Essa forma sofisticada de comensalismo está presente em diversas regiões da África e foi descrita faz décadas. A novidade é que agora os cientistas compararam seu uso pelos Hadza no norte da Tanzânia com a praticada pelos Yao, uma população que mora no norte de Moçambique.

Nos dois países, as populações interagem com o mesmo pássaro. O guia-do-mel é um desses pássaros que não aprende novos cantos quando jovem e todos os membros da espécie, em toda a África, produzem o mesmo canto e as duas populações humanas reconhecem o pássaro pelo mesmo canto.

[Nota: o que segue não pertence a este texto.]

PR #2159, opened 2021-04-23
[added] leaf deny exports/imports to varz monitoring

matthiashanel:

Would have wanted that today

### DIFF
--- a/server/monitor.go
+++ b/server/monitor.go
@@ -1101,13 +1101,18 @@ type LeafNodeOptsVarz struct {
 	Remotes     []RemoteLeafOptsVarz `json:"remotes,omitempty"`
 }
 
+// Contains lists of subjects not allowed to be imported/exported through a leaf node connection
+type RemoteLeafOptDeny struct {
+	Exports []string `json:"exports,omitempty"`
+	Imports []string `json:"imports,omitempty"`
+}
+
 // RemoteLeafOptsVarz contains monitoring remote leaf node information
 type RemoteLeafOptsVarz struct {
-	LocalAccount string   `json:"local_account,omitempty"`
-	TLSTimeout   float64  `json:"tls_timeout,omitempty"`
-	URLs         []string `json:"urls,omitempty"`
-	DenyExports  []string `json:"deny_exports,omitempty"`
-	DenyImports  []string `json:"deny_imports,omitempty"`
+	LocalAccount string             `json:"local_account,omitempty"`
+	TLSTimeout   float64            `json:"tls_timeout,omitempty"`
+	URLs         []string           `json:"urls,omitempty"`
+	Deny         *RemoteLeafOptDeny `json:"deny,omitempty"`
 }
 
 // VarzOptions are the options passed to Varz().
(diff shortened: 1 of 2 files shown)


server/monitor.go
```diff
@@ -1106,6 +1106,8 @@ type RemoteLeafOptsVarz struct {
 	LocalAccount string   `json:"local_account,omitempty"`
 	TLSTimeout   float64  `json:"tls_timeout,omitempty"`
 	URLs         []string `json:"urls,omitempty"`
+	DenyExports  []string `json:"deny_exports,omitempty"`
```
derekcollison, line 1109: Should we say Deny property that has two sub properties, Exports and Imports?
Otherwise LGTM.

kozlovic (approved):
LGTM. It's true that we could make a single field that contains Exports/Imports, but I understand that Matthias probably copied from RemoteLeafOpts (not the Varz version) that contains the 2 distinct slices.
Up to you Matthias if you want to add a new struct.

server/monitor.go
matthiashanel: wrapped them in a dedicated struct

matthiashanel:
Sample output with one account having `$JS.API.>` denied for export/import

```
curl localhost:8080/varz | grep '"leaf"' -A 25
  % Total    % Received % Xferd  Average Speed   Time    Time     Time  Current
                                 Dload  Upload   Total   Spent    Left  Speed
100  3615    0  3615    0     0   882k      0 --:--:-- --:--:-- --:--:--  882k
  "leaf": {
    "remotes": [
      {
        "local_account": "ABDGQHM46B4NBP4YIGKBDASU53TZHWPUVI33H5O3RQUPIGZ2QAFGJQKO",
        "urls": [
          "localhost:4224",
          "localhost:4234"
        ]
      },
      {
        "local_account": "ADXKBBHIU3HAY3VXAEETH3XSKQSFJ3YUH7NOBHGS5BN3K4SKNUNE7TUV",
        "urls": [
          "localhost:4224",
          "localhost:4234"
        ],
        "deny": {
          "exports": [
            "$JS.API.\u003e"
          ],
          "imports": [
            "$JS.API.\u003e"
          ]
        }
      }
    ]
  },
```

server/monitor.go
```diff
@@ -1101,13 +1101,18 @@ type LeafNodeOptsVarz struct {
 	Remotes     []RemoteLeafOptsVarz `json:"remotes,omitempty"`
 }
 
+// Contains lists of subjects not allowed to be imported/exported through a leaf node connection
+type RemoteLeafOptDeny struct {
```
kozlovic, line 1105: I was wondering if we should make this very generic, so that if in the future we need an exports/imports []string, we can use in different places. That being said, I have no idea how I would name this new struct.
Also, there is a way to do type aliases...

kozlovic (approved):
LGTM. See my comment about this new structure name: should it be more generic or not?

server/monitor.go
matthiashanel: how does DenyRules sound?

kozlovic: Sounds good to me.

matthiashanel: renamed

kozlovic (approved):
LGTM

Mas, o que os cientistas observaram é que o som utilizado pelos Hadza e pelos Yao para chamar o pássaro é completamente diferente. Os Yao usam um trinado enquanto os Hadza usam uma melodia curta, assobiada. Em ambas as culturas as crianças aprendem com seus pais, desde pequenas, a usar o sinal. Apesar dos sinais emitidos em ambos os locais serem diferentes, a colaboração entre os pássaros e os humanos funciona de maneira idêntica.

Essa descoberta significa que, ou os pássaros das duas regiões identificam os humanos usando qualquer um dos dois sinais, ou que os pássaros de uma região aprenderam a reconhecer os humanos identificando sinais distintos.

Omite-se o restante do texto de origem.